- What you have to do -
Somewhere below is a line with "-1433,6 +1433,11 @@" and, later, a line with "land last. That"; repeat those two lines and all the lines between them, exactly as they are.

╔══

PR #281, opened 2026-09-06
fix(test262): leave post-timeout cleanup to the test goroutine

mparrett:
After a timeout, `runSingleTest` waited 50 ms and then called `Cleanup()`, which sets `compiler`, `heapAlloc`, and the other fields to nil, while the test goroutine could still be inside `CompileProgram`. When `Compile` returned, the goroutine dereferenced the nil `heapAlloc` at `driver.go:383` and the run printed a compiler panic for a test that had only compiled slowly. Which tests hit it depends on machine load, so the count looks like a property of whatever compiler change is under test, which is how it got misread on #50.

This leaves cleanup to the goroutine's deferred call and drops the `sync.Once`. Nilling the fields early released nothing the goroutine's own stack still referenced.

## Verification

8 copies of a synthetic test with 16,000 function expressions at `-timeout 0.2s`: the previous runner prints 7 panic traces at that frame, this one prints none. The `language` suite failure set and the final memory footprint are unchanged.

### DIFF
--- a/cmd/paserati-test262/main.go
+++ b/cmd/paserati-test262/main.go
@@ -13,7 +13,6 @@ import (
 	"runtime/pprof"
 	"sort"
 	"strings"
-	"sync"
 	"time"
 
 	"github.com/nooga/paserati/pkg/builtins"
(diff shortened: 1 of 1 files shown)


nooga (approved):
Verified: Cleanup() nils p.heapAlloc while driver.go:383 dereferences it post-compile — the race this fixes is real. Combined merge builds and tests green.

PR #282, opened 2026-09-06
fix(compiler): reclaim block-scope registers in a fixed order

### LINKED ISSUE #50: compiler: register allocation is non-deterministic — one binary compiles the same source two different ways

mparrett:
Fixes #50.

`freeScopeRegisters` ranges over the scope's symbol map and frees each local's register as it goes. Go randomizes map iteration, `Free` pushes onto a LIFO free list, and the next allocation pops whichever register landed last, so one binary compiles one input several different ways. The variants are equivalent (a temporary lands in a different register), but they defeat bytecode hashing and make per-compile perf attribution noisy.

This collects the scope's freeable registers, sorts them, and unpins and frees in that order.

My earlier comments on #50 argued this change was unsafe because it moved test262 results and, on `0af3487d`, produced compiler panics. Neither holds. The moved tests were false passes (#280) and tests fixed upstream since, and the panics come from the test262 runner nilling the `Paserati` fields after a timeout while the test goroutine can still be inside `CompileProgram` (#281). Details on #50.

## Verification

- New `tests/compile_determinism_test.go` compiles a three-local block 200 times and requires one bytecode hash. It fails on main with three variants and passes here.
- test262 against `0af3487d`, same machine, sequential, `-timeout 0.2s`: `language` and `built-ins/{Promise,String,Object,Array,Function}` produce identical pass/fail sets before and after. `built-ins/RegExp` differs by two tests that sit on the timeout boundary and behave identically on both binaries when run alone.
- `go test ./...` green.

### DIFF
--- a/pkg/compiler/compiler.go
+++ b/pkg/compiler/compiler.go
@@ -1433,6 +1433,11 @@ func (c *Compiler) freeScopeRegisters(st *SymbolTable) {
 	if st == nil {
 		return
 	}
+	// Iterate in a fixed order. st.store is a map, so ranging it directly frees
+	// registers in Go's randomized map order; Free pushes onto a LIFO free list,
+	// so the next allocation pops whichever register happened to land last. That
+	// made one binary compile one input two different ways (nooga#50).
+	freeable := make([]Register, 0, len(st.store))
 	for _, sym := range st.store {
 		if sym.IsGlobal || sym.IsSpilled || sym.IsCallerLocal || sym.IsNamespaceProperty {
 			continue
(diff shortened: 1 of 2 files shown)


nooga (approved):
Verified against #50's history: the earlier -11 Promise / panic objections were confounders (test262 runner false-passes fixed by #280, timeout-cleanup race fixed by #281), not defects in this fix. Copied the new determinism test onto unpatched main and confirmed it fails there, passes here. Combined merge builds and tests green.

╚══

- Response area -
@@ -1433,6 +1433,11 @@ func (c *Compiler) freeScopeRegisters(st *SymbolTable) {
 	if st == nil {
 		return
 	}
+	// Iterate in a fixed order. st.store is a map, so ranging it directly frees
+	// registers in Go's randomized map order; Free pushes onto a LIFO free list,
+	// so the next allocation pops whichever register happened to land last. That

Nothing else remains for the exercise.